Johannes Cabal: The Fear Institute (23 page)

BOOK: Johannes Cabal: The Fear Institute
5.21Mb size Format: txt, pdf, ePub

‘The Frozen Heart you seek,’ Ercusides said, starting from the top. ‘Look you to the—’

‘Distant Island of Mormo. Yes, yes, I got that gem of information. But knowing the name of the place is not of much help if I cannot then look it up in an almanac. Where
is
the
verdammt
Island of Mormo? And if you say it’s deep in the Cerenarian Sea, I shall not be responsible for my actions.’

‘The location of the Island of Mormo is unknown and unknowable, a secret of the gods themselves, and one that they guard jealously, for how much of the adoration of their worshippers comes from fear? But . . .’ Ercusides added quickly, for he had heard Cabal’s grunt of hot exasperation and had suddenly experienced a psychic glimpse of a possible future that involved travelling at great speed and height across the temple to smash into the wall ‘. . .
But
. . . that does not mean the island is unachievable. Once, the great sorcerer Hep-Seth of Golthoth was minded to seek the island. Not for the Frozen Heart, but for the great weapons that were said to be stored there by the gods against a future in which even gods may war. With even a single such treasure, none would stand against him, and even the gods would fear him, for he could strike them down with their own weapon. It was a fine plan, but a vain one, for he did not consider everything that might befall him before he gained such a weapon.

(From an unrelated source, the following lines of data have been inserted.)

PR #533, opened 2015-09-24
Update wp_new_user_notification

### LINKED ISSUE #532: "wp_new_user_notification" still trying to send password
We're using a deprecated argument in `wp_new_user_notification()` here:

https://github.com/Automattic/WP-Job-Manager/blob/master/wp-job-manager-functions.php#L402

Should be something like:

`wp_new_user_notification( $user_id, null, 'both' );`

Or perhaps the third argument could be filterable? ¯\\_(ツ)_/¯ More info:

https://core.trac.wordpress.org/ticket/33654

Causing PHP notices in Kayako ticket 2354997.

kraftbj:
4.3 stopped sending out e-mailed passwords and changed this function up a bit. In order to send notifications to the user (and not only the admin), we need to add a third arg. 

Fixes #532

### DIFF
--- a/wp-job-manager-functions.php
+++ b/wp-job-manager-functions.php
@@ -327,6 +327,7 @@ if ( ! function_exists( 'job_manager_create_account' ) ) :
  */
 function wp_job_manager_create_account( $args, $deprecated = '' ) {
 	global $current_user;
+	global $wp_version;
 
 	// Soft Deprecated in 1.20.0
 	if ( ! is_array( $args ) ) {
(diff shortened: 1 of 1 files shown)


kraftbj:
From some conversation in Slack about it:

We should actually have a conditional to check for pre-4.3.1. Previously to 4.3, it would expect the password as the 2nd arg, so we maintain BC until our minimum version is 4.3.1+.

In 4.3, the 2nd arg was repurposed to the now 3rd arg. It's okay to send the password over—it'll act as "both" functionally. Part of this mess is because wp_new_user_notification is a pluggable function, so leaving it in the pre-4.3 state for 4.3 will maintain functionality in un-updated plugged functions.

wp-job-manager-functions.php
```diff
@@ -399,7 +400,12 @@ function wp_job_manager_create_account( $args, $deprecated = '' ) {
     }
 
     // Notify
-    wp_new_user_notification( $user_id, $password );
+    if ( version_compare( $wp_version, '4.3.0', '<=' ) ) {
+    	wp_new_user_notification( $user_id, $password );
+    }
+    elseif {
```
aheckler: To nitpick: `elseif` should be on the same line as the `}` above it per WP coding standards: https://make.wordpress.org/core/handbook/best-practices/coding-standards/php/#brace-style 

Also, not sure why it's `elseif` instead of just `else`?

kraftbj: Noting that you're right on this and that the version check should have been `if ( version_compare( $wp_version, '4.3.1', '<' ) ) {`

PR #543, opened 2015-10-15
remove RP4WP template override because of alternative RP4WP template …

barrykooij:
…setup


barrykooij:
@mikejolley because of RP4WP's new layout configurator, the default WPJM content listing looks pretty bad. Using RP4WP's default's template files would be better. Let me know if you want to talk this over further.

barrykooij:
Gave this more thought and with all the relevant meta data WPJM adds, I rather keep it like it already is.

PR #551, opened 2015-10-30
Allow different new user notification method

jamesjonesphoenix:
Allows us to add our own new user notification in place of the default
one. This is by placing an action hook in wp_job_manager_create_account.
The default notification code is placed in it's own function and hooked
in.

I added this because on my site I'd rather use the WooCommerce mailer. I
imagine I wouldn't be the only one who would want a nice looking email
for the notification. Same issue as this post: https://wordpress.org/support/topic/new-user-email-notification-1

### DIFF
--- a/wp-job-manager-functions.php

‘He bragged that he knew how to reach Mormo and spoke of a seven-sided gate that would guide the way.’

‘And then?’

‘And then . . . nothing more is known.’ Ercusides managed
to give the impression that he was shaking his head without moving an iota. ‘That is
all
that is known.’

‘Golthoth.’ Cabal drew his notes from his bag and flicked through them. ‘Oh, by all that is holy and many things that aren’t . . . I feared as much. We must go back the way we came and . . .’ He was silent for a few moments while he read some more, and then he shoved them back into his bag with an expression of violent exasperation. ‘The Brothers Grimm can have this abominable place,’ he said finally, when his temper was under some tenuous form of control, ‘and I hope it chokes them.’

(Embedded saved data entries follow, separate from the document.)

PR #557, opened 2015-11-05
Fix job_manager_user_can_edit_job()

adamhurlebaus:
Users who have created job listings are unable to make changes (edit, mark filled, delete) from the page with the [job_dashboard] shortcode after the most recent update (1.23.10).  

Changing $job->post_author !== get_current_user_id()  to $job->post_author != get_current_user_id() solved the problem.  There may be a better fix if the variable data types need to match by using !== but it seems like it should be fine.

### DIFF
--- a/wp-job-manager-functions.php
+++ b/wp-job-manager-functions.php
@@ -449,7 +449,7 @@ function job_manager_user_can_edit_job( $job_id ) {
 	} else {
 		$job      = get_post( $job_id );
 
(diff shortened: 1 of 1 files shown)


adamhurlebaus:
Related Bug/Issue noted on the support forum: https://wordpress.org/support/topic/manage-jobs-page-invalid-listing

mikejolley:
Whoops missed this PR - already committed.

adamhurlebaus:
No worries!  Thanks for taking care of it so quickly.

He replaced the test-tubes in their case, and then in the Gladstone. ‘We should make our plans to escape this place,’ he said quietly. ‘Something colossal, wooden and remarkably dangerous this way comes.’

‘My colossus?’ said Ercusides. ‘You are mistaken. It has not yet been animated, and even when it is, it will obviously not attack men. That would be ridiculous. I have trained the dreffs to attack only wamps.’

Cabal picked up the head and looked into the gaping eye sockets. ‘Sir,’ he said, ‘your training techniques leave something to be desired.’

‘I . . .’ Ercusides faltered. ‘What happened just then? The floor . . . Where
is
the floor? Why can I not move?’ He sounded curious and inconvenienced rather than scared, as if a rather
outré
practical joke had been played upon him. ‘Why can I not see?’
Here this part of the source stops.